Insured depositors are paid in full “as soon as possible”, while uninsured depositors are subordinated in priority and may need to wait.
Bank failures can be a highly political situation. Government officials have gone out of their way in to point out that shareholders and debtholders of failed banks are not being protected by the government. The FDIC’s mandate for a least-cost resolution amplifies this effect, calling for the FDIC not to take actions that increase losses to the DIF to protect non-depositor creditors. The FDIC resolution must be the lowest total expected FDIC expenditure. Exceptions could be made, but only for systemically important institutions.
Depositors are, rightfully so, the last to take a loss. Shareholders and debtholders are sophisticated players who are putting on risk when extending capital to a company. Depositors on the other hand cannot be reasonably expected to become financial institution experts (although some prudence in where funds are deposited should be encouraged).
You need not look far back in history for examples of creditors getting torched in highly politicized situations. The Detroit, Puerto Rico, and Chrysler bankruptcies are just a small handful of examples.
Despite having capital at risk, recent bank failures went largely unnoticed by many investors until it was too late.

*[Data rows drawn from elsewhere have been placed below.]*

Issue #374, opened 2022-09-15
As a developer, I want to [Nat] support bincode/serde_json/cbor deserialize


witter-deland:
Very happy to see that Nat supports Serialize, but it doesn't work properly with bincode\serde_json\cbor
``` rust
use candid::{Deserialize, Nat};
use serde::Serialize;

#[derive(Default, Debug, Clone, Deserialize, Serialize, PartialEq, Eq)]
pub struct TestStruct {
    inner: Nat,
}

#[cfg(test)]
mod tests {
    use super::*;

    #[test]
    fn test_serde_with_bincode() {
        let test_struct = TestStruct::default();
        let serialized = bincode::serialize(&test_struct).unwrap();
        // panicked at 'called `Result::unwrap()` on an `Err` value: DeserializeAnyNotSupported'
        let deserialized = bincode::deserialize(&serialized).unwrap();
        assert_eq!(test_struct, deserialized);
    }

    #[test]
    fn test_serde_with_json() {
        let test_struct = TestStruct::default();
        let serialized = serde_json::to_string(&test_struct).unwrap();
        // panicked at 'called `Result::unwrap()` on an `Err` value: Error("invalid type: sequence, expected Nat value"
        let deserialized: TestStruct = serde_json::from_str(&serialized).unwrap();
        assert_eq!(test_struct, deserialized);
    }

    #[test]
    fn test_serde_with_cbor() {
        let test_struct = TestStruct {
            inner: Nat::from(1000u64),
        };
        let serialized = serde_cbor::to_vec(&test_struct).unwrap();
        println!("serialized {:?}", serialized);
        // panicked at 'called `Result::unwrap()` on an `Err` value: Error("invalid type: sequence, expected Nat value"
        let deserialized: TestStruct = serde_cbor::from_slice(&serialized).unwrap();
        assert_eq!(test_struct, deserialized);
    }
}
```

ninegua:
I have a partial solution to this #400 for JSON & CBOR, but not bincode, because bincode isn't self describing.

I may be difficult to support bincode, because Nat serializes differently for small values and big values. But bincode would require the same format for both. Maybe someone else would have a better idea?

chenyan-dfinity:
I think the problem for bincode is that they don't support `deserialize_any`? `Nat` serializes the same format for both small and big values.

PR #400, opened 2022-12-08
Add nat serialization support for json and cbor, and test cases

ninegua:
A partial solution to address #374.

Note that Nat serializes as arrays in JSON and CBOR, which could be counter-intuitive.

Know caveat is that bincode isn't supported because bincode doesn't use deserialize_any.


chenyan-dfinity (approved):
LGTM

PR #414, opened 2023-03-17
Add type decoder fuzzer

venkkatesh-sekar:
**Overview**

For finding bugs and vulnerabilities in candid. Specifically, this fuzzer tries to target candid decoding against a specific CandidType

First Republic Bank (FRC) was underwater on its equity based on the company’s own reported fair value measurements as early as Q2 2022. With the last banking crisis having been over a decade prior to today and years having gone by with any bank failure at all, many market participants misjudged the extent to which larger banks were at risk.
Bank Holding Companies
Bank entities go through the FDIC receivership process but non-bank entities are still awarded bankruptcy protections. That’s why SVB Financial Group ended up in Chapter 11 even after SVB’s receivership.

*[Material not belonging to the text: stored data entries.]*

PR #429, opened 2023-05-17
Read didc data from stdin

bitdivine:
**Overview**
`didc` fails to encode or decode large blobs because the hex is too large to pass as a command line argument.

Example:
```
$ didc decode "$(cat payload.hex)"
bash: /home/max/bin/didc: Argument list too long
$ ls -lh payload.hex 
-rw-rw-r-- 1 max max 5,7M Mai 17 11:32 payload.hex
```

**Requirements**
didc should be able to encode or decode large files.

**Considered Solutions**
The hex needs to be passed to the program but not as a command line argument.  This suggests reading input from a file.  I considered:
* Reading the data from stdin
* Reading the data from a named file

**Recommended Solution**
Read data from stdin.  Both methods work, but reading from a named file places a greater burden on a user reading from stdin, than reading from stdin for a user who wants to read from a named file.

If data is in a file, it can be read from stdin trivially:
```
didc decode < payload.hex
```
However if the input is from stdin and we are forced to read from a  named file, we have a choice of bad options:

Option 1:
```
some_pipeline | didc decode --file /dev/stdin
``` 
which is not portable across platforms.  E.g. OSX doesn't have `/dev/stdin`.

Option 2: 
```
tmpfile="$(mktemp)"
some_pipeline > "$tmpfile"
didc decode --file "$tmpfile"
rm "$tmpfile"
```
This is quite verbose and shortcuts, such as not creating a dynamic tmpfile, invite errors.

**Considerations**
I see no negative impacts.

On the positive side, didc will become more convenient to use.  Our code is full of cases where a file is catted just to pass it as an argument:
```
didc encode "$(cat "$didfile")"
```

### DIFF
--- a/tools/didc/src/main.rs
+++ b/tools/didc/src/main.rs
@@ -6,8 +6,9 @@ use candid::{
     Error, IDLArgs, TypeEnv,
 };
 use clap::Parser;
+use std::collections::HashSet;
+use std::io;
 use std::path::PathBuf;
-use std::{collections::HashSet, io};
 
 #[derive(Parser)]
 #[clap(version, author)]
--- a/tools/didc/src/main.rs
+++ b/tools/didc/src/main.rs
@@ -6,8 +6,8 @@ use candid::{
     Error, IDLArgs, TypeEnv,
 };
 use clap::Parser;
-use std::{collections::HashSet, io};
 use std::path::PathBuf;
+use std::{collections::HashSet, io};
 
 #[derive(Parser)]
 #[clap(version, author)]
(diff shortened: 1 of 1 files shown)


tools/didc/src/main.rs
```diff
@@ -232,8 +242,17 @@ fn main() -> Result<()> {
             format,
             annotate,
         } => {
+            let blob = match blob {
+                Some(blob) => blob,
+                None => io::read_to_string(io::stdin())?,
+            };
             let bytes = match format.as_str() {
```
bitdivine, line 249: Files with hex often contain whitespace.  Some editors like to add a newline at the end.  xxd output is easier to view if wrapped at 60 lines rather than being on one gigantic line.  `echo "abba" | didc decode` may complain about abba not being valid candid but it seems silly for it to complain about the trailing whitespace.

bitdivine:
Question:  How is didc tested?  I would be very happy to add tests but I don't see where this is done.  If there is no test setup for the utilities, I would perhaps recommend `bats` as used by the sdk team, for no other reason than it is already used for command line tool testing at dfinity.

chenyan-dfinity (approved):
LGTM.

didc is intentionally untested, because 1) It's supposed to be a very thin wrapper around the candid library. If the didc logic is so complicated that it requires a test, it's better to add this feature into the library, and we test there; 2) didc is mostly a debugging tool. If there are use cases that requires to use `didc`, it usually means we are lacking some features on the sdk side.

That does not mean a bank holding company is free from all obligations. The FDIC is awarded advantages per Section 365(o) of the bankruptcy code. You see, bank entities have to maintain minimum capital ratios (CET1, Tier 1, etc.) per regulations. If a bank holding company enhances its own financial position at the expense of the bank subsidiary’s capital, taxpayers become the bagholders. The ultimate obligation is a contentious point that can be litigated, but when it applies the holding company must satisfy its obligations or be forced to convert to Chapter 7 and liquidate.
Receivership Process at a Glance
The FDIC receivership process involves:
Marketing the failed institution
Closing the failed institution
Repayment or assumption of insured deposits
Minimizing costs to the DIF (thereby requiring maximal recovery value based on cost, timing and risk)
The FDIC tries to enter a purchase and assumption transaction before a bank is put into receivership. This transaction involves a healthy bank purchasing the assets of the failed bank and assuming at least the insured deposit liabilities.
As many assets are sold as quickly as possible and distributions are made to creditors (the largest of whom are depositors). Assets that remain are continued to be marketed after the receivership.
The FDIC has the power to transfer any asset of the failed bank without approval or consent. The FDIC in essence acts as both the trustee and bankruptcy judge.
Cap Stack’s opinion is FDIC receivership is better for depositors than a Chapter 11 process would be due to the speed with which the FDIC is able to act and the cost savings (bankruptcies are expensive!). For basically every other constituent including stakeholders of non-bank entities, receivership will probably result in a bad outcome.
Everyone loses money, including the FDIC (taxpayers)! Except Jamie Dimon over at J.P. Morgan — he swoops and picks up the good parts.
Disclaimer: We are not financial advisors. This content is for educational purposes only and merely cites our own personal opinions. All analysis, including valuation, debt, liquidity, etc. is illustrative in nature and subject to revision.